# Task to carry out
Search the records for the word "your". Copy every line where it appears.

# Data extract
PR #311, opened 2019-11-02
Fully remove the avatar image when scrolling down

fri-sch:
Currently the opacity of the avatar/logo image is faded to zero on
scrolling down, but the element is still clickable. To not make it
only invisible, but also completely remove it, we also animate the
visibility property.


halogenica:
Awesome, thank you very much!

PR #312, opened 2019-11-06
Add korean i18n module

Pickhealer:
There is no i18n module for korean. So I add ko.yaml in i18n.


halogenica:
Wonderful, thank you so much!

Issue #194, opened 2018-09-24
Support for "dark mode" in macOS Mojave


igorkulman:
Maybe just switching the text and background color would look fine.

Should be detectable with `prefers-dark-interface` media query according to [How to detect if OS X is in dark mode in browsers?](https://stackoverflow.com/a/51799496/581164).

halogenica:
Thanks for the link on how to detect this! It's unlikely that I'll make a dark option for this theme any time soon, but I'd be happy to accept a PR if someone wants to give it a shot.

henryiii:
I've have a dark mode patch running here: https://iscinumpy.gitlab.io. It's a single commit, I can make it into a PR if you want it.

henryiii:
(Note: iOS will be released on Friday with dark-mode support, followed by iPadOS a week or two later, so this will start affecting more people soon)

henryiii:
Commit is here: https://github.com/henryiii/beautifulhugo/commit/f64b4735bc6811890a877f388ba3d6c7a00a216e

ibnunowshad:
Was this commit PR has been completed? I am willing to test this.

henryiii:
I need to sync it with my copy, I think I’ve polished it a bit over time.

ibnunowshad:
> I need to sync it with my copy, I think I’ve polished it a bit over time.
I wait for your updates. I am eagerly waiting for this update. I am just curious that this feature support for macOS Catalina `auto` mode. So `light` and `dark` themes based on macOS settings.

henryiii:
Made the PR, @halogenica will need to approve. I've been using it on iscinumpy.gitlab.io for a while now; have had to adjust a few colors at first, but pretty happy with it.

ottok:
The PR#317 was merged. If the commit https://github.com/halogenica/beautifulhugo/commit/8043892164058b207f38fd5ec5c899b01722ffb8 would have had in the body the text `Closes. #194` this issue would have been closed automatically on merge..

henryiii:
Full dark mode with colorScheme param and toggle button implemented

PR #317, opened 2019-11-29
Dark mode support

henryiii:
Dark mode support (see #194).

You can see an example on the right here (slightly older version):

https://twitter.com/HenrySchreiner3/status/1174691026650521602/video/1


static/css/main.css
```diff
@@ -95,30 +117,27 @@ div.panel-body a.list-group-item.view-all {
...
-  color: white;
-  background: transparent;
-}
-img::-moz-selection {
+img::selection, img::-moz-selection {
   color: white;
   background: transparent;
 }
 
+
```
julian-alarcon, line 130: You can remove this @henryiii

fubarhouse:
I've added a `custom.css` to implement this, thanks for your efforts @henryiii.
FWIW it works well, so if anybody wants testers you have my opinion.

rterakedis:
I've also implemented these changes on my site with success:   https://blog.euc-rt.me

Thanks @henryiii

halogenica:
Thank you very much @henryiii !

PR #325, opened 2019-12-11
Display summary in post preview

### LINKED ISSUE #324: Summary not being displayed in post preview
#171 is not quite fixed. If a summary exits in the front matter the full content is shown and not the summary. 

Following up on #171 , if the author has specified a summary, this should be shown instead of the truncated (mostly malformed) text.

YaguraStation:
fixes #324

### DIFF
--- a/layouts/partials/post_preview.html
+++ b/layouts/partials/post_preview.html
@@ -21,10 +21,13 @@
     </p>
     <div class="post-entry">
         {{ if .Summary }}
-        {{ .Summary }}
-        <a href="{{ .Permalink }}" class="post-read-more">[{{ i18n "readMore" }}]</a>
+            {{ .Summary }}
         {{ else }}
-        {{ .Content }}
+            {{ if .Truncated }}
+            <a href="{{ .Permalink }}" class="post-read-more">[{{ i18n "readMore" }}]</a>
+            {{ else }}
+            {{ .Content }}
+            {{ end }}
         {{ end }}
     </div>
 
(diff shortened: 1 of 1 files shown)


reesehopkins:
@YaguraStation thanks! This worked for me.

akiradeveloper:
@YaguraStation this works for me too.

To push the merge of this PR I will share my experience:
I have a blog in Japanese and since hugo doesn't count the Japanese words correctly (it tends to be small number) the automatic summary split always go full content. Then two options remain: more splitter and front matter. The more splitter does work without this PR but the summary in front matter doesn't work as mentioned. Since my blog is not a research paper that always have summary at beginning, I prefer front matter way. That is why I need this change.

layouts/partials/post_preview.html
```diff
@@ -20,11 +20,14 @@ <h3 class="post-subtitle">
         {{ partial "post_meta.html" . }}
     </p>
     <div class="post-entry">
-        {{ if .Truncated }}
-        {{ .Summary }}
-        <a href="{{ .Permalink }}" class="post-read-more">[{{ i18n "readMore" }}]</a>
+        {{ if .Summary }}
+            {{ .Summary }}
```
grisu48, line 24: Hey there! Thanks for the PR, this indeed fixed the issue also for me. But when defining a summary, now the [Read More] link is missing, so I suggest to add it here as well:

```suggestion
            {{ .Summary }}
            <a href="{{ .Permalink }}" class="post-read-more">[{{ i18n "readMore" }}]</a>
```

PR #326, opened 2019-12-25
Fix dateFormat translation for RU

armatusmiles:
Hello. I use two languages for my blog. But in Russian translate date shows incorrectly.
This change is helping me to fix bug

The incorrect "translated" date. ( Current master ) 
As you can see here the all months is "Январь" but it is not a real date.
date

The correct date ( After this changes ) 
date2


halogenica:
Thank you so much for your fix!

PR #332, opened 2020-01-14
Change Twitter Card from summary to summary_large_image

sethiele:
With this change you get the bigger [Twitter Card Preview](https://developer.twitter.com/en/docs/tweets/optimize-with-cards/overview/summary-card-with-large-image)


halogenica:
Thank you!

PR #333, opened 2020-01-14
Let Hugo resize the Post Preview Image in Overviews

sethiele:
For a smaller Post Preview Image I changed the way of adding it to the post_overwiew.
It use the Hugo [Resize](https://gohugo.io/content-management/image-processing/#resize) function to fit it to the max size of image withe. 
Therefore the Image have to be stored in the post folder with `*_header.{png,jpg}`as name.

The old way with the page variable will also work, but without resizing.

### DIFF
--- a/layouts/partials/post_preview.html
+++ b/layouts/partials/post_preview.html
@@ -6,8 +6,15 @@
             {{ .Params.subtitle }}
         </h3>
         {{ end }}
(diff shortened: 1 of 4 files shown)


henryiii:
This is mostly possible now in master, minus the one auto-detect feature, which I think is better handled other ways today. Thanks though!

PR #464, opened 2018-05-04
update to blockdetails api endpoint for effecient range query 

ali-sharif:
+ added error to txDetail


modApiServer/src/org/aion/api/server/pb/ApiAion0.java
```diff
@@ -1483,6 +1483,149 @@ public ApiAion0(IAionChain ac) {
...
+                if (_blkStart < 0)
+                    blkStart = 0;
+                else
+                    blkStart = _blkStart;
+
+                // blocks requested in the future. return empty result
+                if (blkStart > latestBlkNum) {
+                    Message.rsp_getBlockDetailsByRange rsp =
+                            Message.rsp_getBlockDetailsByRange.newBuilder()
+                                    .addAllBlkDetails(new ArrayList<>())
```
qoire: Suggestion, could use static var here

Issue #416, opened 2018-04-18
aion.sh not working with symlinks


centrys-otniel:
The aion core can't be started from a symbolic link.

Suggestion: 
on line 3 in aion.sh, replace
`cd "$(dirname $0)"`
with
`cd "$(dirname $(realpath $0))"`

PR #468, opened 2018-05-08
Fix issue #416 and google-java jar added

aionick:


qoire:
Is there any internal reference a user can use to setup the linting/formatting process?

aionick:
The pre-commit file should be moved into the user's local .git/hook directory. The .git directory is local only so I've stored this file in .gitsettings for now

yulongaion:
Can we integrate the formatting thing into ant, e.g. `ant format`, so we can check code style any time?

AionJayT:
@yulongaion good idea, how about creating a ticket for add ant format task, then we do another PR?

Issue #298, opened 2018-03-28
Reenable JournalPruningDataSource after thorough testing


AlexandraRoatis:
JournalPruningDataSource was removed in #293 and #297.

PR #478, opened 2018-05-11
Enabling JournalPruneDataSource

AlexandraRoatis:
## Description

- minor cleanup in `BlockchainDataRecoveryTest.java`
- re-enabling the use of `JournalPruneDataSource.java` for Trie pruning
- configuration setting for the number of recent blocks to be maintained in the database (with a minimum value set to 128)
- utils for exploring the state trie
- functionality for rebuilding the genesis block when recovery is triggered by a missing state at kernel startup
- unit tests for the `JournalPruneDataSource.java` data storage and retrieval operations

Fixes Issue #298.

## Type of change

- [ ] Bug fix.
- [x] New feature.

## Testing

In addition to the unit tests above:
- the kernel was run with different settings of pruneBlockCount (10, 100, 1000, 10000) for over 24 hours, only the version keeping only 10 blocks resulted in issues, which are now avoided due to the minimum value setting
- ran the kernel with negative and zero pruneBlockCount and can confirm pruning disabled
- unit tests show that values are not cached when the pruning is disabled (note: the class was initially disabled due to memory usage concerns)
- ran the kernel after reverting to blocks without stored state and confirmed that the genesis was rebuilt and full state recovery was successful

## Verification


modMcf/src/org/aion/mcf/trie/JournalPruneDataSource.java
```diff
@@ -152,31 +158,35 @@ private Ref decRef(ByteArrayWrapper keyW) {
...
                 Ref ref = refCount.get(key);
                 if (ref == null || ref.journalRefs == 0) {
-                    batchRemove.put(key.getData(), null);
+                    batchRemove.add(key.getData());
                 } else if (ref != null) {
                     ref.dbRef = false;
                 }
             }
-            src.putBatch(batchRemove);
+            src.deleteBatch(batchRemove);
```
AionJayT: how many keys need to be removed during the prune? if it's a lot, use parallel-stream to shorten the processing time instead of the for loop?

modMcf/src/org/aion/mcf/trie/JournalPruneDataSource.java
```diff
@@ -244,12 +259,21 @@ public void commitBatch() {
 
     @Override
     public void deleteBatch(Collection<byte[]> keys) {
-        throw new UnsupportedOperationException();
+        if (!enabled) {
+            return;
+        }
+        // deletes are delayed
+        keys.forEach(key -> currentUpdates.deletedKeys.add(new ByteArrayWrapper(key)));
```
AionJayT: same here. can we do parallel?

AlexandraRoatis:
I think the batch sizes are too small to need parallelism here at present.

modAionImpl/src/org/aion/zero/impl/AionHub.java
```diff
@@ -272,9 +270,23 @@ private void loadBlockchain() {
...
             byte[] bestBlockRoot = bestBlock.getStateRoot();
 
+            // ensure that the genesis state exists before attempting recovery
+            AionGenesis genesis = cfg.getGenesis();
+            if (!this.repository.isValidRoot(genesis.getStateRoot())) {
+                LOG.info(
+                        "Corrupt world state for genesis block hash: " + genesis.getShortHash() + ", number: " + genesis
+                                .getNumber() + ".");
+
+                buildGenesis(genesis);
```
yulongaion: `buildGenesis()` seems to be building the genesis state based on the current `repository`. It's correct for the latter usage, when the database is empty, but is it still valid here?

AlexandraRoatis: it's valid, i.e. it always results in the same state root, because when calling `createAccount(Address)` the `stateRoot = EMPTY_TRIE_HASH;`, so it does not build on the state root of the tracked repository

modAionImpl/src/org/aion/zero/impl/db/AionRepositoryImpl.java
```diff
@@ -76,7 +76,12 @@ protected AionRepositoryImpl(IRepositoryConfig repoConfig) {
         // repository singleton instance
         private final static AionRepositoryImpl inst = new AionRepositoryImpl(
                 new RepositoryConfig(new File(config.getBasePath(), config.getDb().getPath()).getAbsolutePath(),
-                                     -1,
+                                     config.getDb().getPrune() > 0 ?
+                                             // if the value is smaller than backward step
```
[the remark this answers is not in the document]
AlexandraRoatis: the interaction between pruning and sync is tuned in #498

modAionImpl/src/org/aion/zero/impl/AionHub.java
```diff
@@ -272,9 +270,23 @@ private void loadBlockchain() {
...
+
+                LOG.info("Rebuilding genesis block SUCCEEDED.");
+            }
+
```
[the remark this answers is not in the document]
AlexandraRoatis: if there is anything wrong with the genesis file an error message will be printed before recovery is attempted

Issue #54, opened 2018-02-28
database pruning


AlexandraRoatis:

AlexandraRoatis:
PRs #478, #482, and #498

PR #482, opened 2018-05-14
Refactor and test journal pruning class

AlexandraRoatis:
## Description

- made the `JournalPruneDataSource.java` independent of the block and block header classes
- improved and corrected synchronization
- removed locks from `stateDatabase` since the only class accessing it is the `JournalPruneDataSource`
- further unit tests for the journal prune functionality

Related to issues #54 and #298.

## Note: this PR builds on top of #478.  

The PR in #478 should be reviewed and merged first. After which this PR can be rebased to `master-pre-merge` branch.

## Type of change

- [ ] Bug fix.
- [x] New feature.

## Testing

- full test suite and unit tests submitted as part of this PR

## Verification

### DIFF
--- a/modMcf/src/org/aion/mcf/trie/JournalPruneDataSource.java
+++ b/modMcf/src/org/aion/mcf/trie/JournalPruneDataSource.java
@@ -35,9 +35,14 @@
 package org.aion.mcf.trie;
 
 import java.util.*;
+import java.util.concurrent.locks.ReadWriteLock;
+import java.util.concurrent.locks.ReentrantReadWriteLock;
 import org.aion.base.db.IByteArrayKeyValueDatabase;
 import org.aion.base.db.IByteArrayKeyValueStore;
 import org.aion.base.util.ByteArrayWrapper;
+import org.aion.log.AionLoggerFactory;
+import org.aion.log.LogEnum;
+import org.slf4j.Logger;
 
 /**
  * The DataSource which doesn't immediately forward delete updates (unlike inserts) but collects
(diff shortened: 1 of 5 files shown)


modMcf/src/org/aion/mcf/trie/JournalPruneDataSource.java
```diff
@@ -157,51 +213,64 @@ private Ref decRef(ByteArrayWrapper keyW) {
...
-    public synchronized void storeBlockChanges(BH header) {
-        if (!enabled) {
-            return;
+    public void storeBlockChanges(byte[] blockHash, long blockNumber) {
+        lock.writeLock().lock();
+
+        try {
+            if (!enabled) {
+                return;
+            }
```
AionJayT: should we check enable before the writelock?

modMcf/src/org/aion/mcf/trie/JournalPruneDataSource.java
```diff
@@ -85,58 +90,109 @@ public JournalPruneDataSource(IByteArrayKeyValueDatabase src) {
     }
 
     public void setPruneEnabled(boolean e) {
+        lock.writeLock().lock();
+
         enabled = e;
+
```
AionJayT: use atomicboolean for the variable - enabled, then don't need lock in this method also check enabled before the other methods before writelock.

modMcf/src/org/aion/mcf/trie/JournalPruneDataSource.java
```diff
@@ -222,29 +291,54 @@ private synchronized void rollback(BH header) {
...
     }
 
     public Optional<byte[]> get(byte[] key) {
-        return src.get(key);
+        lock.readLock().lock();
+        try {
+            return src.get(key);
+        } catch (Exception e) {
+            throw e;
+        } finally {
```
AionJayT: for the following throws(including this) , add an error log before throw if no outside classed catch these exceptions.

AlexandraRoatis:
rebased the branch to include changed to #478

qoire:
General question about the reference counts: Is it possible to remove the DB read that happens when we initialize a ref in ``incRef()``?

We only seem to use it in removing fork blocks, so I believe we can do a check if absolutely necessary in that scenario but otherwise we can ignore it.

# Answer for this exercise
I wait for your updates. I am eagerly waiting for this update. I am just curious that this feature support for macOS Catalina `auto` mode. So `light` and `dark` themes based on macOS settings.
I've added a `custom.css` to implement this, thanks for your efforts @henryiii.
Thank you so much for your fix!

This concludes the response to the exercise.